Hossein FaridNasr
First of all I have loaded the required packages in order to do the analysis:
install.packages("data.table", repos = "http://cran.us.r-project.org")
install.packages("ggplot2", repos = "http://cran.us.r-project.org")
library(data.table)
library(ggplot2)
After loading the required packages, we use the function fread() to read the data and save it in the variable ‘heights’.
heights <- fread("datafile.csv")
Now we have all the data in the heights variable. We can now subset our data so that we only have the columns we need for the analysis.

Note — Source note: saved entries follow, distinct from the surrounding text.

Issue #151, opened 2018-10-12
Race condition in GStreamer decoder


Manishearth:
The audio_decoder example occasionally panics on [this assertion](https://github.com/servo/media/blob/master/audio/src/buffer_source_node.rs#L201). This happens a lot on CI (which has "1.5 threads" IIRC) but less so locally.

I investigated it a bit (it's pretty easy to reproduce under rr's chaos mode, `rr record -h target/debug/audio_decoder`).

The problem is that gstreamer decodes things on multiple threads (per-channel as far as I can tell), which both call [`new_sample()`](https://github.com/servo/media/blob/b274b9636d4f90e44835735279674c1279e75592/backends/gstreamer/src/audio_decoder.rs#L176). When it reaches the end, [`eos()`](https://github.com/servo/media/blob/b274b9636d4f90e44835735279674c1279e75592/backends/gstreamer/src/audio_decoder.rs#L233) gets called. However, the `new_sample()` from the other thread may not have run yet -- `eos()` isn't guaranteed to run _after_ all of the `new_sample()` calls finish.

One possible fix is to have a second RWlock -- always read-acquired by `new_sample()`. `eos()` write-acquires it and first drains `appsink.pull_sample()` into the buffers before sending the actual EOS signal. This is kinda ugly, I'm hoping there's a way we can ensure eos gets called after everything else, or have a way to wait in eos for everything to finish.

cc @ferjm @sdroege

sdroege:
By using `deinterleave` and `queue`s after it, each of the following `appsink` will get its data from a different thread. That's correct.

The problem here is (if I understand your callbacks correctly) that, while each `appsink` will always have both callbacks called from the same thread (there won't be an `eos` for the same `appsink` during `new-sample`, it will only be triggered *after* the last `new-sample` callback has returned from the very same thread), you have multiple `appsink`. You need to wait for the `eos` callback of *all* of them before considering things to be finished, e.g. by using a simple counter.

I don't know how your exact pipeline looks like, but if the `appsink`s are the only sinks in this pipeline (or you want to wait for all sinks to finish) you could also leave the counting to GStreamer and make use of the `Eos` message from the bus (that message will only appear once *every* sink has received their `Eos` event, the event that triggers the `eos` callback on `appsink). You could wait for it in the sync handler you already have in this code and trigger "global" end-of-stream from there instead of directly from the `appsink`s.

PR #152, opened 2018-10-12
Wait for Eos message on the bus for signalling global end-of-stream

sdroege:
Each appsink will signal eos individually and considering the first
one's eos as the global end-of-stream might cause the pipeline to be
shut down before all other appsinks are done processing their data.

The Eos message on the bus is only sent once *all* sinks are
end-of-stream.

Fixes https://github.com/servo/media/issues/151

----

Untested but should fix the race condition. I've also added the line to send something to the mpsc sender because a few lines below a comment claims that we `// Wait until we get an error or EOS.`, and only the error cases were covered.


Manishearth:
This works locally, I can no longer reproduce the crash.

PR #157, opened 2018-10-18
Player seek

ferjm:


backends/gstreamer/src/player.rs
```diff
@@ -47,6 +47,8 @@ fn metadata_from_media_info(media_info: &PlayerMediaInfo) -> Result<Metadata, ()
         .get_container_format()
         .unwrap_or_else(|| "".to_owned());
 
+    let seekable = media_info.is_seekable();
```
ceyusa: As this flag is highly dependent on if the user set ``set_stream_type()``, but is value is, if the use set Seekable{Fast}, to know if the media container demuxer  is capable of seeking. But in theory we should control the installed demuxers and which are usable by us.

So, I'm not really sure if this metadata is required.

backends/gstreamer/src/player.rs
```diff
@@ -123,6 +123,16 @@ impl PlayerInner {
         self.input_size = size;
     }
 
+    pub fn set_seekable(&mut self, seekable: Seekable) {
+        if let Some(ref appsrc) = self.appsrc {
+            appsrc.set_stream_type(match seekable {
+                Seekable::NonSeekable => gst_app::AppStreamType::Stream,
+                Seekable::Seekable => gst_app::AppStreamType::Seekable,
+                Seekable::SeekableFast => gst_app::AppStreamType::RandomAccess,
```
ceyusa: I'm not sure if SeekableFast makes sense in the Servo's context, since it depends in the ``FetchReponseListener``'s methods.

backends/gstreamer/src/player.rs
```diff
@@ -465,105 +489,43 @@ impl GStreamerPlayer {
     }
 }
 
+macro_rules! inner_player_proxy {
```
ceyusa: fancy!

PR #159, opened 2018-10-24
Workaround set player uri bug

ferjm:
https://github.com/servo/servo/issues/22010#issuecomment-432599657


sdroege:
:+1: but if you can wait until this evening we can put a link to the fix into the comment. Travelling currently

sdroege:
http://cgit.freedesktop.org/gstreamer/gst-plugins-bad/commit/?id=afbbc3a97ec391c6a582f3c746965fdc3eb3e1f3

Fix will be in 1.14.5 / 1.15.1

PR #164, opened 2018-11-21
Implemented constant_source

Avanthikaa:
@arvindmohan9683 @rutvik5 @Priyankha12
Implemented the missing ConstantSource node type. Created DOM interface for the type.
Connecting the constant_source to the underlying backend involves the addition of code in the main servo repository. We will create a pull request for the same once this pull request is approved.


audio/src/constant_source.rs
```diff
@@ -0,0 +1,70 @@
...
+    pub offset: f32,
+}
+
+impl Default for ConstantSourceNodeOptions {
+    fn default() -> Self {
+        ConstantSourceNodeOptions { offset: 1. }
+    }
+}
+
+#[derive(AudioNodeCommon)]
```
ferjm: According to the [spec](https://webaudio.github.io/web-audio-api/#ConstantSourceNode), `ConstantSourceNode` inherits from `AudioScheduledSourceNode`. So we need to derive `AudioScheduledSourceNode` as well:

```rust
#[derive(AudioScheduledSourceNode, AudioNodeCommon)]
```

Deriving `AudioScheduledSourceNode` adds all these [functions](https://github.com/servo/media/blob/master/servo-media-derive/src/lib.rs#L21) (`should_play_at`, `start`, etc.), so you will also need to add the parameters used in them: `start_at`, `stop_at` and `onended_callback`.

I see that you used `GainNode` as an example to develop this node. I would use `OscillatorNode` instead as a better example, as it inherits from `AudioScheduledSourceNode` as well.

audio/src/constant_source.rs
```diff
@@ -0,0 +1,70 @@
...
+    }
+}
+
+impl AudioNodeEngine for ConstantSourceNode {
+    fn node_type(&self) -> AudioNodeType {
+        AudioNodeType::ConstantSourceNode
+    }
+
+    fn process(&mut self, mut inputs: Chunk, info: &BlockInfo) -> Chunk {
+        debug_assert!(inputs.len() == 1);
```
ferjm: I don't think this assert is correct. This is a source node, which means that it will be the one producing chunks of data and it will have no inputs. This should be instead:

```rust
debug_assert!(inputs.len() == 0);
```

audio/src/constant_source.rs
```diff
@@ -0,0 +1,70 @@
...
+        inputs.blocks[0].explicit_silence();
+        if inputs.blocks[0].is_silence() {
```
ferjm: This will always be true given that you call `explicit_silence` in the previous line. But in any case, I don't think you need this check and/or early return here. We will have silence at this point for sure, what we need to do here is to fill that silence with audio data :)

arvindmohan9683:
Hi,
I was wondering what we should call the constantSourceNode's example. For oscillator, the src file was titled 'oscillator_node.rs' and the example as 'oscillator.rs', and this seems like the general convention for the existing files and examples. However, the initial steps asks for the src file for the constant source node to be called 'constant_source.rs', so I was wondering what the example file must be called.

Avanthikaa:
We've made the necessary changes. Please review

ferjm:
>Hi,
I was wondering what we should call the constantSourceNode's example. For oscillator, the src file was titled 'oscillator_node.rs' and the example as 'oscillator.rs', and this seems like the general convention for the existing files and examples. However, the initial steps asks for the src file for the constant source node to be called 'constant_source.rs', so I was wondering what the example file must be called.

Sorry, I missed this comment before.

`constant_source_node.rs` for the implementation and `constant_source.rs` for the example sounds good.

.gitignore
```diff
@@ -2,3 +2,5 @@
 **/*.rs.bk
 **/wget-log
 /gstreamer/
+.DS_Store
+audio/.DS_Store
```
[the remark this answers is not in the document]
Manishearth: You also still need to remove the file from the pull request.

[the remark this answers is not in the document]
Avanthikaa: Which file needs to be removed? Not sure what that means

Avanthikaa:
We have made the changes. Please review.
Thank you

.gitignore
```diff
@@ -2,3 +2,4 @@
 **/*.rs.bk
 **/wget-log
 /gstreamer/
+.DS_Store
```
ferjm: You still have to remove the ` audio/.DS_Store` file (`git rm audio/.DS_Store`)

audio/src/oscillator_node.rs
```diff
@@ -63,6 +63,7 @@ impl OscillatorNode {
             start_at: None,
             stop_at: None,
             onended_callback: None,
+            periodic_wave_options: options.periodic_wave_options,
```
ferjm: It seems that this is unused, so let's remove it for now, please.

examples/channels.rs
```diff
@@ -3,19 +3,26 @@ extern crate servo_media;
...
-    let osc = context.create_node(AudioNodeInit::OscillatorNode(options), Default::default());
+    let mut options = OscillatorNodeOptions::default();
+    let osc = context.create_node(
+        AudioNodeInit::OscillatorNode(options.clone()),
+        Default::default(),
+    );
     options.freq = 213.;
-    let osc2 = context.create_node(AudioNodeInit::OscillatorNode(options), Default::default());
+    let osc2 = context.create_node(
+        AudioNodeInit::OscillatorNode(options.clone()),
```
ferjm: No need to clone `options` here.

examples/channelsum.rs
```diff
@@ -3,21 +3,31 @@ extern crate servo_media;
...
     options.freq = 213.;
-    let osc2 = context.create_node(AudioNodeInit::OscillatorNode(options), Default::default());
+    let osc2 = context.create_node(
+        AudioNodeInit::OscillatorNode(options.clone()),
+        Default::default(),
+    );
     options.freq = 100.;
-    let osc3 = context.create_node(AudioNodeInit::OscillatorNode(options), Default::default());
+    let osc3 = context.create_node(
+        AudioNodeInit::OscillatorNode(options.clone()),
```
ferjm: No need to clone `options` here.

examples/constant_source.rs
```diff
@@ -0,0 +1,96 @@
...
+use servo_media::ServoMedia;
+use std::sync::Arc;
+use std::{thread, time};
+
+fn run_example(servo_media: Arc<ServoMedia>) {
+    let context = servo_media.create_audio_context(Default::default());
+    let dest = context.dest_node();
+
+    let mut cs_options = ConstantSourceNodeOptions::default();
+    cs_options.offset = 0.;
```
ferjm: The default `offset` is already 0, so no need to set it again here.

ferjm: In any case, we can get rid of `cs_options` and do:

```rust
let cs = context.create_node(
    AudioNodeInit::ConstantSourceNode(ConstantSourceNodeOptions::default()),
    Default::default(),
);
```

Avanthikaa:
Made the required changes. Please verify

ferjm:
Thanks!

For the first question we will use these variables:
boys_16_heights_2019 <- heights[Sex=="Boys"&
`Age group`==16&
Year==2019,5:8]
boys_16_heights_1990 <- heights[Sex=="Boys"&
`Age group`==16&
Year==1990,5:8]
For the second question we will use these variables:
boys_10_heights_Iran <- heights[Sex=="Boys"&
`Age group`==10&
Country=="Iran",5:8]
girls_10_heights_Iran <- heights[Sex=="Girls"&
`Age group`==10&
Country=="Iran",5:8]
And for the third question we will use these variables:
boys_15_heights_Germany <- heights[Sex=="Boys"&
`Age group`==15&
Country=="Germany",5:8]
boys_15_heights_Egypt <- heights[Sex=="Boys"&
`Age group`==15&
Country=="Egypt",5:8]
Finally we can begin our Hypothesis Testing.
Question 1
For the first question, we will need to perform a two sample t test between 16 year old boys in 1990 and 2019.
H0: sample_mean_2019 >= sample_mean_1990
H1: sample_mean_2019 < sample_mean_1990
t.test(boys_16_heights_2019[,`Mean height`],
boys_16_heights_1990[,`Mean height`],var.equal=TRUE)
##
## Two Sample t-test
##
## data: boys_16_heights_2019[, `Mean height`] and boys_16_heights_1990[, `Mean height`]
## t = 4.1452, df = 398, p-value = 4.151e-05
## alternative hypothesis: true difference in means is not equal to 0
## 95 percent confidence interval:
## 1.123185 3.149662
## sample estimates:
## mean of x mean of y
## 169.8801 167.7437
We can conclude that the boys’ heights in 2019 is in general higher than the same in 1990.
Question 2
For the first question, we will need to perform a two sample t test between 10 year old boys and girls in IRAN through the years.
*Hypothesis H0: boys_10_heights_Iran >= girls_10_heights_Iran
H1: boys_10_heights_Iran < girls_10_heights_Iran
t.test(boys_10_heights_Iran,
girls_10_heights_Iran,var.equal = TRUE)
##
## Two Sample t-test
##
## data: boys_10_heights_Iran and girls_10_heights_Iran
## t = -0.05926, df = 278, p-value = 0.9528
## alternative hypothesis: true difference in means is not equal to 0
## 95 percent confidence interval:
## -14.23166 13.39984
## sample estimates:
## mean of x mean of y
## 101.4902 101.9061
We can conclude that the difference between the heights of boys and girls in the age of 10 is minuscule with a slight advantage towards boys.
Question 3
For the first question, we will need to perform a two sample t test between 15 year old boys born in Germany and Egypt through the years.
H0: boys_15_heights_Germany >= boys_15_heights_Egypt
H1: boys_15_heights_Germany < boys_15_heights_Egypt
t.test(boys_15_heights_Germany,
boys_15_heights_Egypt,var.equal = TRUE)
##
## Two Sample t-test
##
## data: boys_15_heights_Germany and boys_15_heights_Egypt
## t = 1.1834, df = 278, p-value = 0.2377
## alternative hypothesis: true difference in means is not equal to 0
## 95 percent confidence interval:
## -6.800299 27.298957
## sample estimates:
## mean of x mean of y
## 130.7986 120.5492
We can conclude that the boys’ heights born in Germany is in general higher than the same in boys born in Egypt.